PR #1060, opened 2025-03-17
Typo on camelCase function name

KevyVo:
SetLocaltoUTC() -> SetLocalToUTC()

## Description
Typo in function naming

## Checklist

### DIFF
--- a/src/pkg/cli/tail.go
+++ b/src/pkg/cli/tail.go
@@ -110,7 +110,7 @@ func (to TailOptions) String() string {
 
 var P = track.P
 
-// SetLocaltoUTC sets the local time zone to UTC.
+// SetLocalToUTC sets the local time zone to UTC.
 func SetLocalToUTC() {
 	time.Local = time.UTC
 }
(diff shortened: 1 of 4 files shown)


src/pkg/cli/tail.go
```diff
@@ -111,7 +111,7 @@ func (to TailOptions) String() string {
 var P = track.P
 
 // SetLocaltoUTC sets the local time zone to UTC.
```
lionello, line 113: forgot this

nullfunc (approved):

nullfunc (approved):

lionello (changes requested):
`SetLocalToUTC` is not a good name, it just repeats the code inside the function. Think of a better name, eg. when would you call this? What are its effects?

src/pkg/cli/tail.go
KevyVo: Darn, updating now

lionello (approved):

PR #1068, opened 2025-03-18
Refactors .dockerignore handling and adds default generation

KevyVo:
Introduces helper functions to manage .dockerignore logic, prioritizing Dockerfile-specific ignore files.
Adds functionality to generate a default .dockerignore file if none exists, improving usability and consistency.

## Checklist

### DIFF
--- a/src/pkg/cli/compose/context.go
+++ b/src/pkg/cli/compose/context.go
@@ -7,6 +7,7 @@ import (
 	"context"
 	"crypto/sha256"
 	"encoding/base64"
+	"errors"
 	"fmt"
 	"io"
 	"os"
@@ -40,34 +41,6 @@ const (
 	DefaultContextSizeHardLimit = 100 * MiB
 
 	sourceDateEpoch = 315532800 // 1980-01-01, same as nix-shell
-	// The default .dockerignore for projects that don't have one. Keep in sync with upload.ts in pulumi-defang repo.
-	defaultDockerIgnore = `# Default .dockerignore file for Defang
-**/__pycache__
-**/.direnv
-**/.DS_Store
-**/.envrc
-**/.git
-**/.github
-**/.idea
-**/.next
-**/.vscode
-**/compose.*.yaml
-**/compose.*.yml
-**/compose.yaml
-**/compose.yml
-**/docker-compose.*.yaml
-**/docker-compose.*.yml
-**/docker-compose.yaml
-**/docker-compose.yml
-**/node_modules
-**/Thumbs.db
-Dockerfile
-*.Dockerfile
-# Ignore our own binary, but only in the root to avoid ignoring subfolders
-defang
-defang.exe
-# Ignore our project-level state
-.defang`
 )
 
 func parseContextLimit(limit string, def int64) int64 {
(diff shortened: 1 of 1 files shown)


KevyVo:
Test are coming

src/pkg/cli/compose/context.go
```diff
@@ -166,6 +167,59 @@ func tryReadIgnoreFile(cwd, ignorefile string) io.ReadCloser {
...
+	}
+
+	defer file.Close()
+
+	_, err = file.WriteString(defaultDockerIgnore)
+	if err != nil {
+		return err
+	}
+
+	return nil
```
jordanstephens, line 187: Consider replacing this with `os.WriteFile`. Something like this:
```suggestion
	return os.WriteFile(path, defaultDockerIgnore, 0666)
```

src/pkg/cli/compose/context_test.go
```diff
@@ -182,3 +183,96 @@ func TestCreateTarballReader(t *testing.T) {
...
+	}
+
+	for _, tt := range tests {
+		t.Run(tt.name, func(t *testing.T) {
+			// Create a new temporary directory for this test case
+			tempDir, err := os.MkdirTemp("", "test-dockerignore")
+			if err != nil {
+				t.Fatalf("Failed to create temp directory: %v", err)
+			}
+			defer os.RemoveAll(tempDir) // Clean up after the test
```
jordanstephens, line 239:
```suggestion
			t.Cleanup(func() { os.RemoveAll(tempDir) }) // Clean up after the test
```

src/pkg/cli/compose/context_test.go
```diff
@@ -182,3 +183,96 @@ func TestCreateTarballReader(t *testing.T) {
...
+				if err != nil {
+					t.Fatalf("Failed to read content from reader: %v", err)
+				}
+				if string(content) != tt.ignoreFileContent {
+					t.Errorf("Expected content %q, but got %q", tt.ignoreFileContent, string(content))
+				}
+			}
+
+			// Close the reader
+			if reader != nil {
```
jordanstephens, line 273: At this point, isn't `reader` guaranteed to be non-nil?

src/pkg/cli/compose/context.go
```diff
@@ -174,19 +228,14 @@ func WalkContextFolder(root, dockerfile string, fn func(path string, de os.DirEn
...
-			reader = io.NopCloser(strings.NewReader(defaultDockerIgnore))
-		}
+	// Get the appropriate ignore file reader
+	reader, dockerignore, err := getDockerIgnoreReader(root, dockerfile)
+	if err != nil {
+		return err
 	}
+	defer reader.Close()
+
 	patterns, err := ignorefile.ReadAll(reader) // handles comments and empty lines
```
jordanstephens, line 238: I am inclined to combine the function that creates the reader and code that reads from it into a single function which just reads the dockerignore file. Creating a function which returns a reader feels like an awkward level of abstraction for this simple task.

src/pkg/cli/compose/context.go
```diff
@@ -166,6 +167,59 @@ func tryReadIgnoreFile(cwd, ignorefile string) io.ReadCloser {
...
+	// Fallback to .dockerignore
+	dockerignore = ".dockerignore"
+	reader = tryReadIgnoreFile(root, dockerignore)
+	if reader != nil {
+		return reader, dockerignore, nil
+	}
+
+	// If no ignore file exists, generate a default .dockerignore file
+	term.Info("No .dockerignore file found; generating default .dockerignore")
+	err := writeDockerIgnoreFile(root)
```
jordanstephens, line 209: Tempted to rename this to `writeDefaultIgnoreFile` to clarify that avoid any potential confusion that we are updating existing ignore files.

jordanstephens (commented):
A few suggestions inline, but nice work on this. This is a great step forward!

src/pkg/cli/compose/context.go
KevyVo: Thanks, did know this function existed.

src/pkg/cli/compose/context.go
KevyVo: No that totally make sense, +1 for the name.

src/pkg/cli/compose/context.go
KevyVo: getDockerIgnorePatterns() that return the patterns does make sense

src/pkg/cli/compose/context_test.go
KevyVo: Haha yeah it is cause at the end of the test, not sure what I was thinking here :)

KevyVo: Also now with the new function only returning the pattern, there no need to interact with the reader at this level anymore.

KevyVo:
Retest binary just incase:

Generating dockerignore if not exist:
Screenshot 2025-03-21 at 3 18 09 PM

Unchanged dockerignore file if one already exsit, not overwritten with defaults
Screenshot 2025-03-21 at 3 19 40 PM

jordanstephens (approved):
Looks great @KevyVo. Thanks for working on this.

src/pkg/cli/compose/context.go
```diff
@@ -166,30 +167,71 @@ func tryReadIgnoreFile(cwd, ignorefile string) io.ReadCloser {
...
 	reader := tryReadIgnoreFile(root, dockerignore)
 	if reader == nil {
+		// Fallback to .dockerignore
 		dockerignore = ".dockerignore"
 		reader = tryReadIgnoreFile(root, dockerignore)
 		if reader == nil {
-			term.Debug("No .dockerignore file found; using defaults")
-			reader = io.NopCloser(strings.NewReader(defaultDockerIgnore))
+			// Generate a default .dockerignore file if none exists
+			term.Info("No .dockerignore file found; generating default .dockerignore")
```
lionello, line 198: Wonder if this should be a `Warn` instead.

KevyVo: If term.Warn does print to the terminal screen like term.Info then I agree.

KevyVo: It does and makes it yellow therefore I agree.

PR #1074, opened 2025-03-23
Reapply "Exit when CD task is done"

### LINKED ISSUE #1058: CD Task and Service Status both need to be accounted for before a COMPLETED Deplpyment
CD not stopping: For some reason the ComposeUp uses the regular Tail path, not the deployment logging (stopWhenCDTaskDone==false) path

Playground “up” failing doesn’t stop the CLI / trigger debugger. (not currently seeing this, may be depends on how it fails. Will test more to try to repro)

lionello:
Description:
When we deploy an app to the cloud we execute the CD services to build and deploy our app. While the app is starting  the CD service also may also need to start managed services, or set up network, etc... For a deployment to be considered successful both the app should be running and the CD service completes all it's task.

This PR - 
1. Waits to ensure the CD service has successfully completed and the app is running healthy
2. If either fails the deployment is considered failed
   2.a. if the CD service fails we cancel the wait on the app start up
   2.b. if the app fails we still wait until the CD service completes. 
3. add a new `tailAndWaitForCD` which is used by `defang cd ...` (bootstrap commands) where we need to invoke pulumi, but we don't care to monitor for service states

Implementation:

In essence, this PR uses multiple context.Context to control when the Tail functions exits. After deployment, there's two go-routines: one is for monitoring service statuses and the other for monitoring the CD task status. Finally, there's one go-routine that Waits for both those go-routines to exit, using a WaitGroup.

When the CD task status fails, it saves the task error and cancels the context for the service monitoring go-routine. This completes the WaitGroup, which unblocks the Wait-routine cancels Tail.

When one of the services' build/deployment fails, it does not cancel the context but we save the error.

Finally, many ServerStream implementations store the calling context in the stream structure, but this is an anti-pattern: the ServerStream interface does not use contexts for its lifecycle management, but has an explicit Close(). This was fixed too: in the cases where a stream should stop when the context is cancelled, there's not a go-routine which waits for the context cancellation (<-ctx.Done()) and then calls Close().

Anticipated failure scenarios:

1. cd task fails:
  a. cancel the `WaitServiceState` routine
  b. cancel tail through the context in the main goroutine
2. failure to monitor cd task:
  a. cancel the `WaitServiceState` routine
  b. cancel tail through the context in the main goroutine
  c. CD could still be running!
4. some services fail to resolve to target state:
  a. wait for cd task to finish
  b. cancel tail through the context in the main goroutine
5. failure to monitor service state:
  a. wait for cd task to finish
  b. cancel tail through the context in the main goroutine
6. tail fails because of missing permissions:
  a. wait for the monitoring goroutine to finish (effectively waiting for deployment to fail or succeed)
7. cli progress receives SIGINT:
  a. the main goroutine's context is cancelled
  b. child goroutines are stopped without waiting
8. runtime exceeds wait timeout:
  a. the main goroutine's context is cancelled
  b. child goroutines are stopped without waiting
9. deployment succeeds
  a. the monitoring goroutine completes and cancels the main goroutine's context effectively cancelling tail.

=====
Reverts DefangLabs/defang#1073, reapply #1056 

Fixes #1058


src/pkg/cli/client/byoc/do/byoc.go
```diff
@@ -581,7 +597,11 @@ func (s *subscribeStream) Receive() bool {
 			State:  phaseToState(deployment.Phase),
 		}
 	}
-	s.msg = <-s.queue
+	select {
```
lionello, line 600: Suspicious. This is very different from before, where it's blocking.

src/pkg/cli/composeUp.go
```diff
@@ -195,14 +202,39 @@ func WaitAndTail(ctx context.Context, project *compose.Project, client client.Fa
...
+		var errDeploymentCompleted pkg.ErrDeploymentCompleted
+		if !errors.As(errDeployment, &errDeploymentCompleted) && !(strings.Contains(errDeployment.Error(), "EOF")) {
+			return errDeployment
+		}
+	}
+
+	return nil
+}
 
+func waitForDeploymentCompleted(ctx context.Context, provider client.Provider, project *compose.Project, deploy *defangv1.DeployResponse, cancelTail context.CancelCauseFunc, deploymentStatusCh chan error) *sync.WaitGroup {
```
lionello, line 224: This is a weird prototype:
1. returning a `WaitGroup` kinda muddles who owns the lifecycle
2. the name `waitForDeploymentCompleted` suggests this function waits for something to complete, but it doesn't: it returns "immediately", so in the very least the name is misleading.

src/pkg/cli/getDeploymentStatus.go
lionello, line 1: weird file naming convention, compared to its contents.

src/pkg/errors.go
```diff
@@ -14,3 +14,9 @@ func (e ErrDeploymentFailed) Error() string {
 	}
 	return fmt.Sprintf("deployment failed%s: %s", service, e.Message)
 }
+
+type ErrDeploymentCompleted struct{}
```
lionello, line 18: This is not an error, so I rather we leave this private to the code where we need it.

nullfunc:
@edwardrf Could you have a look at this PR? Involves adding go-routines and wait groups.

src/pkg/cli/client/byoc/do/byoc.go
```diff
@@ -569,8 +585,19 @@ func (s *subscribeStream) Receive() bool {
 			State:  phaseToState(deployment.Phase),
 		}
 	}
-	s.msg = <-s.queue
-	return err == nil
+
+	select {
+	case resp, ok := <-s.queue:
```
nullfunc, line 590: Matches aws, allows Receive to be cancelable.

src/pkg/cli/composeUp.go
```diff
@@ -156,7 +165,7 @@ func TailUp(ctx context.Context, provider client.Provider, project *compose.Proj
 	}
 
 	err := Tail(ctx, provider, project.Name, tailOptions)
-	if err != nil {
+	if err != nil && !errors.Is(err, errDeploymentCompleted{}) {
```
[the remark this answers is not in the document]
lionello: Cleaner to have `Tail` return `nil` when it's done without error.

src/pkg/cli/composeUp.go
```diff
@@ -195,41 +209,68 @@ func WaitAndTail(ctx context.Context, project *compose.Project, client client.Fa
...
+			term.Warnf("error waiting for deployment completion: %v", err) // TODO: don't print in Go-routine
+		}
+	} else {
+		for _, service := range deploy.Services {
+			service.State = targetState
+		}
+
+		var errDeployCompleted = errDeploymentCompleted{}
+		errCh <- errDeployCompleted
+		cancelTail(errDeployCompleted)
```
lionello, line 270: It's OK to cancel with `nil`.

src/pkg/cli/composeUp.go
```diff
@@ -195,41 +209,68 @@ func WaitAndTail(ctx context.Context, project *compose.Project, client client.Fa
...
+func startCdTaskMonitoring(ctx context.Context, provider client.Provider, errCh chan error, cancelTail context.CancelCauseFunc) {
+	err := WaitForCdTaskExit(ctx, provider)
+	errCh <- err
+	var errDeploymentFailed pkg.ErrDeploymentFailed
+	if errors.As(err, &errDeploymentFailed) {
+		cancelTail(err)
+	}
+}
+
+func startServiceMonitoring(ctx context.Context, provider client.Provider, targetState defangv1.ServiceState, project *compose.Project, deploy *defangv1.DeployResponse, unmanagedServices []string, errCh chan error, cancelTail context.CancelCauseFunc) {
```
lionello, line 254: Ditto: name seems to suggest this is asynchronous, but it's actually blocking.

src/pkg/cli/client/byoc/gcp/byoc.go
```diff
@@ -396,6 +398,34 @@ func (b *ByocGcp) Preview(ctx context.Context, req *defangv1.DeployRequest) (*de
...
+		return err
+	}
+
+	for _, condition := range execution.GetConditions() {
+		if condition.GetType() == "Completed" {
+			if condition.GetState() == runpb.Condition_CONDITION_SUCCEEDED ||
+				condition.GetState() == runpb.Condition_CONDITION_FAILED {
+				if execution.GetSucceededCount() > 0 { // should be only one CD service
+					return io.EOF
+				} else {
```
lionello, line 419: this seems unrelated to the condition, so we can move this `if` outside of the `for`?

src/pkg/cli/composeUp.go
```diff
@@ -185,48 +186,61 @@ func TailUp(ctx context.Context, provider client.Provider, project *compose.Proj
 	return nil
 }
 
-func WaitAndTail(ctx context.Context, project *compose.Project, client client.FabricClient, provider client.Provider, deploy *defangv1.DeployResponse, waitTimeout time.Duration, since time.Time, verbose bool) error {
-	ctx, cancelTail := context.WithCancelCause(ctx)
-	defer cancelTail(nil) // to cancel WaitServiceState and clean-up context
-
+func WaitAndTail(tailCtx context.Context, project *compose.Project, client client.FabricClient, provider client.Provider, deploy *defangv1.DeployResponse, waitTimeout time.Duration, since time.Time, verbose bool) error {
```
lionello, line 189: nit: I'd think that to this func, it's just `ctx`.

src/pkg/cli/composeUp.go
```diff
@@ -185,48 +186,61 @@ func TailUp(ctx context.Context, provider client.Provider, project *compose.Proj
...
+		// block on waiting for cdTask to complete
+		if err := WaitForCdTaskExit(tailCtx, provider); err != nil && !errors.Is(err, io.EOF) {
+			cdErr = err
+			cancelSvcStatus(cdErr)
 		}
 	}()
 
+	go func() {
+		wg.Wait()
+		time.Sleep(2 * time.Second)
```
lionello, line 228: add comment to explain the purpose of this sleep

src/pkg/cli/composeUp.go
```diff
@@ -185,48 +186,61 @@ func TailUp(ctx context.Context, provider client.Provider, project *compose.Proj
...
+		svcErr = WaitServiceState(svcStatusCtx, provider, targetState, project.Name, deploy.Etag, unmanagedServices)
+	}()
 
-			cancelTail(errCompleted)
+	go func() {
+		defer wg.Done()
+		// block on waiting for cdTask to complete
+		if err := WaitForCdTaskExit(tailCtx, provider); err != nil && !errors.Is(err, io.EOF) {
+			cdErr = err
+			cancelSvcStatus(cdErr)
```
lionello, line 222:
```suggestion
			// When CD fails, stop WaitServiceState 
			cancelSvcStatus(cdErr)
```

src/pkg/cli/composeUp.go
```diff
@@ -185,48 +186,61 @@ func TailUp(ctx context.Context, provider client.Provider, project *compose.Proj
...
+
 	tailOptions := NewTailOptionsForDeploy(deploy, since, verbose)
 	// blocking call to tail
-	err := TailUp(ctx, provider, project, deploy, tailOptions)
-	var errDeploymentFailed pkg.ErrDeploymentFailed
-	if errors.As(context.Cause(ctx), &errDeploymentFailed) {
-		return errDeploymentFailed
-	}
-	if !errors.Is(context.Cause(ctx), errCompleted) {
+	TailUp(tailCtx, provider, project, deploy, tailOptions)
```
lionello, line 234: What about the `err` from `TailUp`?

src/pkg/cli/client/byoc/gcp/byoc.go
```diff
@@ -411,21 +411,20 @@ func (b *ByocGcp) GetDeploymentStatus(ctx context.Context) error {
...
-				} else {
-					return pkg.ErrDeploymentFailed{}
-				}
-			}
+		if condition.GetType() == "Completed" &&
+			(condition.GetState() == runpb.Condition_CONDITION_SUCCEEDED ||
+				condition.GetState() == runpb.Condition_CONDITION_FAILED) {
 			break
 		}
+		return nil // no completed yet
```
lionello, line 419: this is different from before

nullfunc: Simplified now.

src/cmd/cli/command/compose.go
```diff
@@ -178,6 +179,10 @@ func makeComposeUpCmd() *cobra.Command {
 				return err
 			}
 
+			// for _, service := range deploy.Services {
```
lionello, line 182: todo

src/pkg/cli/client/byoc/gcp/byoc.go
```diff
@@ -396,6 +399,41 @@ func (b *ByocGcp) Preview(ctx context.Context, req *defangv1.DeployRequest) (*de
...
+		return err
+	}
+
+	var completionTime = execution.GetCompletionTime()
+	if completionTime != nil {
+		// cd is done
+		var failedTasks = execution.GetFailedCount()
+		if failedTasks > 0 {
+			var msgs []string
+			for _, condition := range execution.GetConditions() {
```
lionello, line 420: confirm this

jordanstephens (approved):
Thanks for all the diligent, hard work on this!

PR #1076, opened 2025-03-24
fix: use new NotifyContext helper

lionello:
## Description

Track ctrl-c interrupt in main goroutine to avoid WaitGroup panic

What must have happened is that we’re calling FlushAllTracking at the end of main but during the Wait another event happened in some go routine, so the WaitGroup went from 0->1 causing the panic. 

## Checklist


edwardrf (approved):
LGTM

nullfunc (approved):

Issue #1015, opened 2025-02-18
Suggest a .dockerignore file if none exists


jordanstephens:
If no dockerignore file exists, prompt the user to create a default one. That default one should include everything listed here: https://github.com/DefangLabs/defang/blob/27f5599928fd435337a6e0141d2cad6a2b65c418/src/pkg/cli/compose/context.go#L44

We are currently (silently) inserting a default `.dockerignore`, but I am concerned about making too silent many assumptions about whether or not a user expects these files to be present in the final build. Ultimately, I think creating the file for them to edit is an excellent compromise.

KevyVo:
So the best way I think we should go about this is just to generate a default .dockerignore file for instead of silencing slipping in  all this https://github.com/DefangLabs/defang/commit/27f5599928fd435337a6e0141d2cad6a2b65c418. We should keep the old flow and just continuing on like before, I don't think it should be an interactive selection.

PR #1082, opened 2025-03-26
Return file name from function

KevyVo:
## Description
Changes:
- err := writeDefaultIgnoreFile(root) -> dockerignore, err = writeDefaultIgnoreFile(root) 
   By doing this we can make sure that the caller knows the name of the file that was written, which make it more explicit 
   and easier to understand. 

- I also changed term.Info() to term.Warn() to make the text popout.

- Added a constant

This is tech debt from the #1068 

## Linked Issues
#1015 

## Checklist

- [x] I have added appropriate tests (Test would be unchanged)

### DIFF
--- a/src/pkg/cli/compose/context.go
+++ b/src/pkg/cli/compose/context.go
@@ -40,6 +40,7 @@ const (
 	DefaultContextSizeHardLimit = 100 * MiB
 
 	sourceDateEpoch = 315532800 // 1980-01-01, same as nix-shell
+	dotdockerignore = ".dockerignore"
 	// The default .dockerignore for projects that don't have one. Keep in sync with upload.ts in pulumi-defang repo.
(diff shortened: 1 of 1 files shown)


src/pkg/cli/compose/context.go
```diff
@@ -169,16 +170,17 @@ func tryReadIgnoreFile(cwd, ignorefile string) io.ReadCloser {
 
 // writeDefaultIgnoreFile writes a default
 // .dockerignore file to the specified directory.
-func writeDefaultIgnoreFile(cwd string) error {
-	path := filepath.Join(cwd, ".dockerignore")
+// Returns a path to the written file and an error.
```
lionello, line 173:
```suggestion
// Returns the filename of the written file and an error.
```

lionello (approved):
nit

### Problem to work on
Filter the records for lines holding the string "Duration". Copy each one.

### Task solution
-func WaitAndTail(ctx context.Context, project *compose.Project, client client.FabricClient, provider client.Provider, deploy *defangv1.DeployResponse, waitTimeout time.Duration, since time.Time, verbose bool) error {
+func WaitAndTail(tailCtx context.Context, project *compose.Project, client client.FabricClient, provider client.Provider, deploy *defangv1.DeployResponse, waitTimeout time.Duration, since time.Time, verbose bool) error {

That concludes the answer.